Online treasure trove takes on women's history

Retired UUPer Judith Wellman is shown at the Women's Rights National Historical Park in Seneca Falls. Wellman helped organize an online reference tool on women's history. 'These sites are all cataloged as if a book,' Wellman says. 'We have a fairly elaborate and careful collections policy.' Photo by Ron Goodrich.
"The Road from Seneca Falls" is sometimes dusty, sometimes flooded and many times jammed with traffic. It's the well-worn road of women's history, their journeys from the 17th century onward chronicled on a new Web resource for teachers and students.
The site - http://www.roadsfromsenecafalls.net/ - is a welcome rest stop on the information highway, containing links to 2,000 sites on women's history.
With just one query, "Roads" will direct users to sites that have been evaluated and categorized by educators. Information includes primary sources searchable by subject, grade level and resource type. Students and teachers can weave this information into many subjects of study.
The Seneca Falls project is named after the birthplace of women's rights. It "could change a whole generation's understanding of women's history," said Judith Wellman, a retired professor of history at the State University of New York at Oswego.
She and colleague Joanne Silverstein of Syracuse University's Information Institute earned a $213,000 grant from the U.S. Department of Education for the project.
With women making up the majority of the U.S. population and nearly half of the nation's labor force and management, "current social studies syllabi fall short on the contributions and leadership of women," said Wellman, a member of United University Professions, the NYSUT affiliate that represents academic and professional faculty at SUNY.
Teachers or families wanting to visit a historic place important to women's history can click on "Field Trips" and search for links to historic sites and museums relating to a particular topic.
"We really wanted to be a bridge between classroom and community," said Wellman.
Since people often lack time for detailed searches on the Web, Wellman said, "we can do it for them."
Indexes of textbooks were combed, along with databases, collections of primary sources, the Library of Congress, major collections at several colleges and women's history sites.
Many possibilities
Possibilities abound. Seeking a primary source related to southern African-American women's memoirs? "Roads" will lead you to http://www.docsouth.edu/, librarians, and professional staff across the country to answer questions.
In Manassas, Va., sixth-grade teacher Cyndy Mattia assigns every student an American woman to research for the women's history unit. Last year, she used the site for the first time.
"One of the most beneficial things is being able to connect what I'm teaching my students with my passion for women's history," said Mattia, a western New York resident for 42 years.
St. Louis University professor Elisabeth Perry, co-author of two high school level books on the history of women and minorities, also leads national teacher workshops.
"There's so much now available on the Internet it's hard to keep track of it," she said. "Judith's project gives me an updated method for doing so."

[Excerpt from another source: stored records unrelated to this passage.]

PR #1858, opened 2022-09-26
Hindi Translation 

abhishekd2t:
Here I am submitting new file for hindi translation for DSpace7. 

Thanks.


tdonohue (changes requested):
@abhishekd2t : Thanks for your contribution! I tried to enable this language pack today, but I'm not able to get it to work.

It should be possible to enable it on your end by adding this:
```
 { code: 'hi', label: 'हिंदी', active: true}
```
To this list of languages: https://github.com/DSpace/dspace-angular/blob/main/src/config/default-app-config.ts#L206

And then rebuild & try it out.  I keep getting errors on different lines of this file, which means the file it's fully valid yet.  I listed the *first* error I see below, but even after fixing that one, I'm getting more errors.

There's still time to fit this into 7.4 if we can get it ready on Monday or Tuesday.  I'll be glad to test it again early next week whenever you feel it is ready.

tdonohue (approved):
👍 Thanks @abhishekd2t !  This looks good now and it is working for me.  I'll merge this in time for the 7.4 release.

PR #1884, opened 2022-10-05
Misspellings corrections in pt-BR

lucaszc:
Misspellings  corrections in portuguese brazil

## Description
Misspelling corrections in portuguese brazil

## Instructions for Reviewers
  Corrections of prepositions, pronouns,  gender in the language, and adapt to the way it is translated in other parts of the interface.


tdonohue (approved):
👍 Thanks @lucaszc !  I just verified that the language pack still loads properly and it does.

PR #1893, opened 2022-10-10
[#1892] Apply type-bind properly to concat fields that are not dynamic arrays

### LINKED ISSUE #1892: Type bind submission fields with CONCAT type model are not hidden properly
**Description**
If a field in `submission-forms.xml` is configured to be of `<input-type>name</input-type>` and `<repeatable>false</repeatable>` and has a type-bind value configured, the UI does not properly hide / disable the form control or row when the bound type is not selected.
A name field which is repeatable behaves as expected with type-bind, and so does a non-name field which is not repeatable.

The backend metadata validation and type-bind enforcement appears to work well, as the metadata for these buggy fields is stripped out from the item after the submission is completed and moves to workflow / archive, but the Angular UI form services and components are not treating this specific case properly.

This was discovered in DSpace 7.3 by Agustín Alfieri and reported in Slack.

There are possible other less-common field models / config combinations that also result in this unexpected behaviour.

**To Reproduce**
1. Configure a field in submission forms default form that uses `<input-type>name</input-type>` and `<repeatable>false</repeatable>` and <type-bind>Article</type-bind> (or some type)
2. Configure another field as above, but with <repeatable>true</repeatable>
3. Configure another field as step 1 but with a different input type
4. Build DSpace and submit a new item to a collection using the modified submisison form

It also leads to lesser-known women: Jogansoseh, the Peace Queen who lived at Ganondagon, a historic Seneca village; and Sybil Ludington, a 16-year-old girl who rode her horse through Dutchess County in 1777 to let citizens know the British were coming.
"The site has document-based questions and all the primary source documents you can dream of for development of rigorous and interesting lessons for our students," said Linda Zagraniczny, a high school global studies teacher in Syracuse. A member of the Syracuse Teachers Association, Zagraniczny is on the site's advisory board.